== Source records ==
━━━━━━━━━━━━━━━━━━━━
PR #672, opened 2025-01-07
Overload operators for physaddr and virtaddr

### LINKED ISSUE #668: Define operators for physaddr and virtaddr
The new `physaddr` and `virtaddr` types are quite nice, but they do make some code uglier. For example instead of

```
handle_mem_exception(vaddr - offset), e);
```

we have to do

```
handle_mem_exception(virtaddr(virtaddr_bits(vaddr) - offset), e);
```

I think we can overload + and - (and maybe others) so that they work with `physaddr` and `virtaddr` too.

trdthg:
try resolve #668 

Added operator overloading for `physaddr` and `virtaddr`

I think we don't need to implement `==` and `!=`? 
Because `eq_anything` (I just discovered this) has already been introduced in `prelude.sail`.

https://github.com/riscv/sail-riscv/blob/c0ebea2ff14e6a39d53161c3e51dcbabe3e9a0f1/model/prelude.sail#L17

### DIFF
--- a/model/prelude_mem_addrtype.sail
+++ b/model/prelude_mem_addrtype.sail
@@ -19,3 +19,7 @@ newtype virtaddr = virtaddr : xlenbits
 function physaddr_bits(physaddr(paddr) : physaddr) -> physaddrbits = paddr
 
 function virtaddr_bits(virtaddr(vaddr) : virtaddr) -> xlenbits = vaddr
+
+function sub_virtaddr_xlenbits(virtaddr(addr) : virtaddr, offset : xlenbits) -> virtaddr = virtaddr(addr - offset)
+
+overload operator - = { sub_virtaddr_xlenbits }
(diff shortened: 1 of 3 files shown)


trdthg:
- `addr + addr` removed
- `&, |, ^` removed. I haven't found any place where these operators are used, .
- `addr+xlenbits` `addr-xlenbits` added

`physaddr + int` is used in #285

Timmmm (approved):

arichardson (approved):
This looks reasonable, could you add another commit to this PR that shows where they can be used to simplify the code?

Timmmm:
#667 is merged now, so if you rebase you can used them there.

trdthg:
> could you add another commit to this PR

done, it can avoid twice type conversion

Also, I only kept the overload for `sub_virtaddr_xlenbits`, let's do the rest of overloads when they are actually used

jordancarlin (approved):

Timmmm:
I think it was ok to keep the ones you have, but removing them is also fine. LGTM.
━━━━━━━━━━━━━━━━━━━━
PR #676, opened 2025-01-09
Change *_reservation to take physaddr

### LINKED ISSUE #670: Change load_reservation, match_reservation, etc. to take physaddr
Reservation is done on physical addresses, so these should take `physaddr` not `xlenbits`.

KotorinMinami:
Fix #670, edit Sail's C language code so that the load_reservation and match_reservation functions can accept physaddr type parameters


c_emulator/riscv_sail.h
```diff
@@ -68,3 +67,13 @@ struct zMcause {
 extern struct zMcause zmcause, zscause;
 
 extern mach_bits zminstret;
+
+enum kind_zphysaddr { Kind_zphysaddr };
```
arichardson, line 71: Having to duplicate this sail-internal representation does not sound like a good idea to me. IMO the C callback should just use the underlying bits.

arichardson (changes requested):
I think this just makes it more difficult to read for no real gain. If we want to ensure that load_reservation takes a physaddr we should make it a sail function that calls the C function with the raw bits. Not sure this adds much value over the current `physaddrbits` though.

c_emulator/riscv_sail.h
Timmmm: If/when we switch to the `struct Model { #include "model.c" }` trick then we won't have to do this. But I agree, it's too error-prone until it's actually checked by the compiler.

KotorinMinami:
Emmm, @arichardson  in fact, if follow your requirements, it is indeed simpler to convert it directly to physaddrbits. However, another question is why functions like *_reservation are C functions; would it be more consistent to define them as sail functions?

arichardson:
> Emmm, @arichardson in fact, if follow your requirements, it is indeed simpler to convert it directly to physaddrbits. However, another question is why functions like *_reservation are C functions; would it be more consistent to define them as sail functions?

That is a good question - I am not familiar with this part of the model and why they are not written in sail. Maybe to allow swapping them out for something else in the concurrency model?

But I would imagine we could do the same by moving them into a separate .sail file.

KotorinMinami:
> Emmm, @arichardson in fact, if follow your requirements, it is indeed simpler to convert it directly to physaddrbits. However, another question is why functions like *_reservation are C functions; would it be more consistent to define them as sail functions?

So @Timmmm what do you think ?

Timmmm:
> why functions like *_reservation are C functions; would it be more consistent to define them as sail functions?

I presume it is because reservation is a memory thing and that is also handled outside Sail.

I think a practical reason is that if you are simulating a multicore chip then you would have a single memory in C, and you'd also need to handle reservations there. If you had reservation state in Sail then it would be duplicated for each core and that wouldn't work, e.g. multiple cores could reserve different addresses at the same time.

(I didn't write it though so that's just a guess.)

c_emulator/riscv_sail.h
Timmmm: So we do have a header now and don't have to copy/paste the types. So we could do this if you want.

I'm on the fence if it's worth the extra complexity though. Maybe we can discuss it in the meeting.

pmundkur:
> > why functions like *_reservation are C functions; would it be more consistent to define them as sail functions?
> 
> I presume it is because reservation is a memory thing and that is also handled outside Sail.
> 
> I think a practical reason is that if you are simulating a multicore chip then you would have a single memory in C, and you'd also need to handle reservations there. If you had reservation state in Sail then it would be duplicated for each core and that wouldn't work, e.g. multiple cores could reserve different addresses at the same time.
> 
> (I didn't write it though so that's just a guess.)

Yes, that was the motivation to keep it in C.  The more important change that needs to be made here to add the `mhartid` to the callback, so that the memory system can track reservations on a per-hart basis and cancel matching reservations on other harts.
━━━━━━━━━━━━━━━━━━━━
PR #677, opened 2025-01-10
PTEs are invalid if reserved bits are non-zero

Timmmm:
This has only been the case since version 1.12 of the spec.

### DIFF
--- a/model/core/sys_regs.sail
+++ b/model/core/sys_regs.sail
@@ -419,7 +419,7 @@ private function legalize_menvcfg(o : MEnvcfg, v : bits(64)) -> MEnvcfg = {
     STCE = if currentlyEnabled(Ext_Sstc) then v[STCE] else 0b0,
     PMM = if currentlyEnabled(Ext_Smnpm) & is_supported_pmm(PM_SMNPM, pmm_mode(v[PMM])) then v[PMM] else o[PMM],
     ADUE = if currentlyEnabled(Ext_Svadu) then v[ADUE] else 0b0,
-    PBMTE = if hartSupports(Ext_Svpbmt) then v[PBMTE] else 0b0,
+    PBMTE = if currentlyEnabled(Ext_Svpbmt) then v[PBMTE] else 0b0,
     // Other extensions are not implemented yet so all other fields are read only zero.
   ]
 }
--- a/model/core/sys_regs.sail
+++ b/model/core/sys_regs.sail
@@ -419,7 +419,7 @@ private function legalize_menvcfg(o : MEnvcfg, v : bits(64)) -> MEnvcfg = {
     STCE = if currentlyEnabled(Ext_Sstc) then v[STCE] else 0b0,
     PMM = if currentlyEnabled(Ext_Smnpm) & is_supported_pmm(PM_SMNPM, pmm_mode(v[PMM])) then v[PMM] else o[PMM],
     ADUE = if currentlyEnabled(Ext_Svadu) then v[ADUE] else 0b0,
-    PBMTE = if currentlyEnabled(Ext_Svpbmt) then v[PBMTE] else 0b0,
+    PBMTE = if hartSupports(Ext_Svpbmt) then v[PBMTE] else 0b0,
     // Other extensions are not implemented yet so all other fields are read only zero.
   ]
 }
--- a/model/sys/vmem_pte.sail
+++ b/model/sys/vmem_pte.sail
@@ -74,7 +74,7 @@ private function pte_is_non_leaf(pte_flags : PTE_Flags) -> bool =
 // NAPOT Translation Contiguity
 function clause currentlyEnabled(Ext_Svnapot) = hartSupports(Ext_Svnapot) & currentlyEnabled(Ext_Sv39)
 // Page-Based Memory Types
━━━━━━━━━━━━━━━━━━━━
== Assignment ==
Each line in the entries above, starting at the line with "Also, I only" and ending at the line with "I think it was", is to be printed exactly, and only those lines.

== Answer section ==
Also, I only kept the overload for `sub_virtaddr_xlenbits`, let's do the rest of overloads when they are actually used

jordancarlin (approved):

Timmmm:
I think it was ok to keep the ones you have, but removing them is also fine. LGTM.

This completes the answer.